A mortgage commitment may also be considered not “firm” on the basis of “implied” conditions in the mortgage commitment letter. For example, in Northeast Custom Homes Inc. v. Howell, 230 N.J. Super. 296, 553 A.2d 387 (1988), buyers of certain real estate sued to recover their deposit from the sellers. The agreement of sale between the parties conditioned performance upon *462buyers’ procurement of a mortgage commitment, which the buyers did obtain. Subsequently, the bank revoked the commitment when the husband-buyer’s employer fired him. Reasoning that the bank’s commitment was subject to the implied condition that there would be no substantial adverse change in the borrowers’ financial status between the date of application and the date of closing, the court held that the buyers’ obligation to perform was subject to not only obtaining a mortgage commitment but also the availability at closing of the mortgage proceeds. Without satisfaction of both conditions, the court concluded, buyers had no duty to perform and were entitled to return of their deposit.

The Pennsylvania Superior Court reached an identical result in Rosen v. Empire Valve & Fitting Inc., 381 Pa. Super. 348, 553 A.2d 1004 (1989), in which the prospective mortgagor withdrew a commitment prior to settlement. The Rosen court held that the revocation of a “firm” mortgage commitment excused performance by the buyers, who were entitled to return of their deposit.

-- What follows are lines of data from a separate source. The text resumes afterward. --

Issue #108, opened 2024-07-10
Clarify semantics of `ExecSpace` parameter for communication interfaces


dssgabriel:
KokkosComm currently exposes communication functions with an `ExecSpace` parameter whose purpose is not semantically clear, neither in the code nor in the documentation, and that doesn't map to the behavior we expect.

The documentation for, e.g. `KokkosComm::isend`, states:
> ```cpp
> template<CommunicationMode SendMode, KokkosExecutionSpace ExecSpace, KokkosView SendView>
> Req isend(const ExecSpace &space, const SendView &sv, int dest, int tag, MPI_Comm comm)
> ```
>
> Parameters:
> - `space`: The execution space to operate in
> ...
>
> Template Parameters:
> - `ExecSpace`: A Kokkos execution space to operate
> ...

This lets users rightfully think that the `space` parameter is used for specifying in which execution space the communication has to happen, not the one they must sync with for their communication to be correctly processed.
However, the actual implementation of `KokkosComm::isend` (for contiguous views that don't require packing) does something like:
```cpp
  space.fence();  // can't issue isend until work in space is complete
  MPI_Isend(/*...*/);
```

Why can't we submit more work in the space? What does this fence has to do with the execution space in which the communication operates?

Let's demonstrate these unclear semantics with a code example:
```cpp
// Partition the execution space into two
auto instances = Kokkos::partition_space(space, 1, 1);
auto compute_space = instances[0];
auto comm_space = instances[1];

// Dispatch some parallel work that prepares our data `v` on the compute exec space
Kokkos::parallel_for(Kokkos::RangePolicy(compute_space, 0, v.extent(0)), [=](int const i) {
  v(i) = i;
});

// Send the prepared data using the communication exec space
KokkosComm::isend(comm_space, v, dest, tag, comm).wait(); // WARNING: `v` may not have been ready!
```

In this snippet, we split an execution space into two. Because we're specifying the `compute_space` execution space to the `parallel_for`, it is asynchronous and we _must_ fence on it so that `v` is done initializing _before_ calling `KokkosComm::isend`.
However, the implementation of the latter fences on the given execution space (here, `comm_space`) before doing the actual send. In this example, this is the wrong space to fence on, **and** the fence is useless.

Passing an execution space can be useful — e.g. for specifying where to pack a non-contiguous view, or use a particular CUDA stream once we have the NCCL backend — but it shouldn't be just for us to manually fence on an execution space that may have nothing to do with the view we operate on.

[...]

PR #177, opened 2025-10-06
fix(mpi): make `mpi::send` w/ implicit ExecSpace directly call explicit overload 

### LINKED ISSUE #174: mpi: `send` with implicit ExecSpace does not observe the specified comm mode
Our implementation of `KokkosComm::mpi::send` without a `KokkosExecutionSpace` template parameter does not observe the specified `CommunicationMode`:
https://github.com/kokkos/kokkos-comm/blob/45aa5e02d8beb47d4a04a8b3b29d2d33cc09e4ed/src/KokkosComm/mpi/send.hpp#L32-L56

We should use the `mpi_send_fn` variable defined above, which selects the MPI call corresponding to the specified communication mode, rather than calling `MPI_Send` directly.

Alternatively, we could call the version with an explicit `KokkosExecutionSpace` and construct the default ExecSpace in place.

dssgabriel:
This PR closes #174 by modifying the `KokkosComm::mpi::send` overload, which previously did not take an explicit `ExecSpace` template parameter, to directly invoke the fully explicit implementation, passing a `Kokkos::DefaultExecutionSpace` argument.

This effectively removes the bug noted in the above-mentioned issue, where this overload did not observe the Communication Mode requested by the user at the function call level.

### DIFF
--- a/src/KokkosComm/mpi/send.hpp
+++ b/src/KokkosComm/mpi/send.hpp
@@ -51,6 +51,7 @@ void send(const ExecSpace &space, const SendView &sv, int dest, int tag, MPI_Com
   send(space, sv, dest, tag, comm, DefaultCommMode{});
 }
 
+/// NOTE: This overload has the side effect of fencing on the default execution space.
 template <KokkosView SendView>
 void send(const SendView &sv, int dest, int tag, MPI_Comm comm) {
   send(Kokkos::DefaultExecutionSpace(), sv, dest, tag, comm, DefaultCommMode{});
--- a/src/KokkosComm/mpi/send.hpp
+++ b/src/KokkosComm/mpi/send.hpp
@@ -35,6 +35,7 @@ void send(const ExecSpace &space, const SendView &sv, int dest, int tag, MPI_Com
   };
 
   if (is_contiguous(sv)) {
+    space.fence("fence before send");
     mpi_send_fn(data_handle(sv), span(sv), Impl::mpi_type_v<T>);
   } else {
     auto args = Packer::pack(space, sv);
--- a/src/KokkosComm/mpi/send.hpp
+++ b/src/KokkosComm/mpi/send.hpp
@@ -16,60 +16,30 @@
 
 namespace KokkosComm::mpi {
 
-template <KokkosView SendView, CommunicationMode SendMode>
-void send(const SendView &sv, int dest, int tag, MPI_Comm comm, SendMode) {
-  Kokkos::Tools::pushRegion("KokkosComm::Impl::send");
-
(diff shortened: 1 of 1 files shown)


src/KokkosComm/mpi/send.hpp
```diff
@@ -29,60 +29,30 @@
...
     }
   };
 
-  if (KokkosComm::is_contiguous(sv)) {
-    using SendScalar = typename SendView::value_type;
-    space.fence("fence before MPI_Send");
-    mpi_send_fn(KokkosComm::data_handle(sv), KokkosComm::span(sv), KokkosComm::Impl::mpi_type_v<SendScalar>, dest, tag,
-                comm);
+  if (is_contiguous(sv)) {
+    mpi_send_fn(data_handle(sv), span(sv), Impl::mpi_type_v<T>);
```
cedricchevalier19, line 39: Why `fence()` is not used here?

It looks inconsistent with the previous implementation and the other branch.

cedricchevalier19 (changes requested):
Check for `fence()` consistency.

src/KokkosComm/mpi/send.hpp
dssgabriel: On the non-contiguous path, we fence after the view packing because this may allocate some data and we need to ensure that the view is ready before calling MPI with it.

Because we don't have the packing operation in the contiguous branch I don't think the fence was necessary, hence I removed it.

cedricchevalier19: I think other part of KokkosComm fences because it is kind of expected that you are viewed as added to the queue of the execution space. We fence to ensure that the buffer is ready to be used in a MPI context.

Note that it is on this kind of call that NCCL is interesting, being simply added to the execution queue.

dssgabriel: Yes, this also goes back to what we previously discussed in #108. I am putting the `fence()` back. :+1:

src/KokkosComm/mpi/send.hpp
```diff
@@ -93,4 +64,9 @@ void send(const ExecSpace &space, const SendView &sv, int dest, int tag, MPI_Com
   send(space, sv, dest, tag, comm, DefaultCommMode{});
 }
 
+template <KokkosView SendView>
+void send(const SendView &sv, int dest, int tag, MPI_Comm comm) {
```
cedricchevalier19, line 56: Add a comment that a side effect is to perform a fence on the default execution space.

cedricchevalier19 (dismissed):
Thanks!

dssgabriel:
@cwpearson It looks like you need to add back the SNL label on this PR so it can run on the SNL CI?

cedricchevalier19 (approved):

PR #178, opened 2025-10-09
refactor!: delete `barrier` from high-level API

dssgabriel:
As discussed during the [October 7 developer meeting](https://github.com/kokkos/kokkos-comm/wiki/2025-10-07-meeting-minutes), this PR deletes `barrier` from the high-level API of KokkosComm.

The MPI-specific implementation remains and is available through `KokkosComm::mpi::barrier`, as reflected by the updated unit test.

### DIFF
--- a/src/KokkosComm/collective.hpp
+++ b/src/KokkosComm/collective.hpp
@@ -10,12 +10,4 @@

In the case sub judice, Eplers resisted return of Pottses’ down payment even though the Pottses were unable to control not only the imposition of Great Valley’s contingency but also the sale of their own home. Traditionally courts have protected innocent buyers from forfeiture. See Northeast Custom Homes Inc. v. Howell, 553 A.2d at 391, and cases cited therein.

As noted above, Pottses were not able to sell their own home and to satisfy Great Valley’s contingency, which rendered its commitment conditional and not “firm.” Accordingly, Pottses were entitled to the return of their deposit, and our order which granted Pottses’ motion for summary judgment was proper.